The Treasury Department and the IRS provided interim guidance on Feb. 12 for determining whether electricity-producing qualified facilities, energy storage technologies, or eligible components are receiving material assistance from a prohibited foreign entity and would be ineligible for certain energy tax credits.
According to global energy law firm Bracewell, the One Big Beautiful Bill Act introduced comprehensive foreign entity of concern rules that forbid taxpayers considered “prohibited foreign entities” from claiming clean energy tax credits.

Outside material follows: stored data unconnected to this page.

PR #598, opened 2026-08-25
feat(wrapperModules.noctalia): init

jasdeep-dhillon:
Add myself as a maintainer and added a wrapperModule for pkgs.noctalia. Most of it just edited from the noctalia-shell module. Ran `nix fmt` and `nix flake check -Lv ./ci` to check the docs and modules.

I have not overriden $NOCTALIA_STATE_HOME variable as that causes the GUI interface to not work. 
Please let me now if there are any changes or additions that are needed.

### DIFF
--- a/maintainers/default.nix
+++ b/maintainers/default.nix
@@ -121,4 +121,9 @@
     github = "aliaslion";
     githubId = 122117018;
   };
+  jasdeep = {
+    name = "Jasdeep Dhillon";
+    github = "jasdeep-dhillon";
+    githubId = 59929844;
+  };
 }
--- a/wrapperModules/n/noctalia/module.nix
+++ b/wrapperModules/n/noctalia/module.nix
@@ -1,0 +1,73 @@
+{
+  config,
+  wlib,
+  lib,
+  pkgs,
+  ...
+}:
+let
+  tomlFmt = pkgs.formats.toml { };
+in
+{
+  imports = [ wlib.modules.default ];
+  options = {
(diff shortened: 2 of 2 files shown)


KendleMintJed:
One thing I'm noticing is that your description of the setting option is
```
Noctalia shell configuration settings as an attribute set,
to be written to $NOCTALIA_CONFIG_HOME/noctalia/settings.json`.
```
even though `typeName = "TOML"`

and the type of your colors option is `typeName = "TOML"`
even though `content = builtins.toJSON config.colors;`

jasdeep-dhillon:
Sorry about that I forgot to change the description for settings and colors. Added a meta description as well though  it could probably be better.

iynaix:
Perhaps you could add something like 

```nix
config.drv.installPhase = ''
    runHook preInstall
    ${lib.getExe config.package} validate "${config.constructFiles.settings.path}"
    runHook postInstall
'';
```

to validate the noctalia config, similar to the validation done in the niri config?

jasdeep-dhillon:
> Perhaps you could add something like
> 
> ```nix
> config.drv.installPhase = ''
>     runHook preInstall
>     ${lib.getExe config.package} validate "${config.constructFiles.settings.path}"
>     runHook postInstall
> '';
> ```
> 
> to validate the noctalia config, similar to the validation done in the niri config?

I did try to do it before but the error reporting was pretty bad as it got lost in the derivation build logs when I tried it. I will try to look into it again and see if  error reporting could be a bit better.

The FEOC rules apply to the following clean energy tax credits:
- Section 45Q: Carbon oxide sequestration credit
- Section 45U: Zero-emission nuclear power production credit
- Section 45X: Advanced manufacturing production credit
- Section 45Y: Clean electricity production credit
- Section 45Z: Clean fuel production credit
- Section 48E: Clean electricity investment credit
The FEOC rules are designed to prevent entities subject to certain foreign ownership, control, or influence—primarily from China, Russia, Iran, or North Korea—from benefiting from these tax credits, the law firm said. The rules also include restrictions based on material assistance from such entities for sections 45X, 45Y and 48E, which took effect on Jan. 1, 2026.
Notice 2026-15, issued on Thursday, focuses on the sections 45X, 45Y, and 48E credits.
It provides that the Treasury Department and the IRS intend to propose regulations with respect to the definition of a PFE and the calculation of the material assistance cost ratio that taxpayers must use to determine whether there was material assistance from a PFE.
The guidance also details how to use interim safe harbors authorized by the OBBBA and provides example calculations under those safe harbors.
In addition, the notice states that the Treasury Department and the IRS intend to propose regulations and other further guidance with respect to the definition of a PFE and the material assistance rules, including new safe harbor tables as authorized in the OBBBA.
The guidance explains that a taxpayer can rely on the rules provided in Notice 2026-15 to calculate the material assistance cost ratio for:
- Any Section 45Y or 48E qualified facility or energy storage technology the construction of which begins after Dec. 31, 2025, until 60 days after the publication of the forthcoming safe harbor tables.
- Any Section 45X eligible components sold in taxable years beginning after July 4, 2025, the date of the OBBBA’s enactment, until the date that the forthcoming safe harbor tables are published.
Finally, the notice requests comments 45 days from the date of publication regarding definitional, anti-circumvention, and other issues for future guidance.